== Segment start ==

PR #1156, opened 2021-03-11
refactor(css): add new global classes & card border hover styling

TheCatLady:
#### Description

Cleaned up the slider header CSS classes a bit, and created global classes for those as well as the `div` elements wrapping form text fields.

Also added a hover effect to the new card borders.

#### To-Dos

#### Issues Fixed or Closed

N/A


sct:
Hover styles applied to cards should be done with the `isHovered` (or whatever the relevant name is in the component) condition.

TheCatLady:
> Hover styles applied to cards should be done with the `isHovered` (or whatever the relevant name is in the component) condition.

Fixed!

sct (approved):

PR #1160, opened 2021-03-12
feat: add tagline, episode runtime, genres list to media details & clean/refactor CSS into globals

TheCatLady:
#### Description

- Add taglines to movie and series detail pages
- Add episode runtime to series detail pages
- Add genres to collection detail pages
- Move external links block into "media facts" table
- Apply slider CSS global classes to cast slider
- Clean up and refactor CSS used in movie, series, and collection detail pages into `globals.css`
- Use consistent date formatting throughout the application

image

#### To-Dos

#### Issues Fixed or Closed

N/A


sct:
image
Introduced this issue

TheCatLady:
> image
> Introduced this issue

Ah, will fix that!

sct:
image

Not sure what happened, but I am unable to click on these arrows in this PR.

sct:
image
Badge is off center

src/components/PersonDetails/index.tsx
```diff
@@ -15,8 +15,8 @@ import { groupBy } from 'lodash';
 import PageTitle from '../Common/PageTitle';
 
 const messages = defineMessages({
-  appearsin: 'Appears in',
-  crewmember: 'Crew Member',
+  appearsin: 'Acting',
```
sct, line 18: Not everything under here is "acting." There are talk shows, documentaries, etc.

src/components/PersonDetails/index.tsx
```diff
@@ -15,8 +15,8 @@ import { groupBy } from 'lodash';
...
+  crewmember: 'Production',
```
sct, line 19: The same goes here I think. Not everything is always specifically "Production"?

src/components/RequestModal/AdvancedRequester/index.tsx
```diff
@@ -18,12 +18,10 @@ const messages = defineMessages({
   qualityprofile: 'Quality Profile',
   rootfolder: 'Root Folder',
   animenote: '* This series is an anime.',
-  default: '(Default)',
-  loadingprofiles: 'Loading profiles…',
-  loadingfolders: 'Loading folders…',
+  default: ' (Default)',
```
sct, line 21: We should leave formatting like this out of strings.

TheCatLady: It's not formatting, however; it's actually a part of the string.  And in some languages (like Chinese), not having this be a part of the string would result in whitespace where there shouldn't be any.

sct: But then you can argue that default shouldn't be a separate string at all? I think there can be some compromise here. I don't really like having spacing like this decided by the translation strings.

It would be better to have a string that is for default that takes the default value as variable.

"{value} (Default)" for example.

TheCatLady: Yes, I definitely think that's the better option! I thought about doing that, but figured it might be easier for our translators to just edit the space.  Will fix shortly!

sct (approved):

== Segment end ==
== Segment start ==

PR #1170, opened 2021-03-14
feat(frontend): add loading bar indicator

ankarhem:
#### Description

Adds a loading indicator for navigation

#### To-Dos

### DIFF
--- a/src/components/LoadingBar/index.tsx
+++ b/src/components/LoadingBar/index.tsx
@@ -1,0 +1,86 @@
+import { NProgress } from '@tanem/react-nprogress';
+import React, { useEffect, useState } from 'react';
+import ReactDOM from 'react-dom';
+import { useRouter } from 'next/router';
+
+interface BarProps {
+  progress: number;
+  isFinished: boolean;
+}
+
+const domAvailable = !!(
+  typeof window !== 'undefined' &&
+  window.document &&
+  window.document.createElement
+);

== Segment end ==

- _YOUR INSTRUCTIONS_: In the listing above, find the line with "PR #1156, opened 2021-03-11" and the line with "- Add episode runtime to series detail pages". Output those two lines and every line between them, exactly as written.

- _WRITTEN RESPONSE_:
PR #1156, opened 2021-03-11
refactor(css): add new global classes & card border hover styling

TheCatLady:
#### Description

Cleaned up the slider header CSS classes a bit, and created global classes for those as well as the `div` elements wrapping form text fields.

Also added a hover effect to the new card borders.

#### To-Dos

#### Issues Fixed or Closed

N/A


sct:
Hover styles applied to cards should be done with the `isHovered` (or whatever the relevant name is in the component) condition.

TheCatLady:
> Hover styles applied to cards should be done with the `isHovered` (or whatever the relevant name is in the component) condition.

Fixed!

sct (approved):

PR #1160, opened 2021-03-12
feat: add tagline, episode runtime, genres list to media details & clean/refactor CSS into globals

TheCatLady:
#### Description

- Add taglines to movie and series detail pages
- Add episode runtime to series detail pages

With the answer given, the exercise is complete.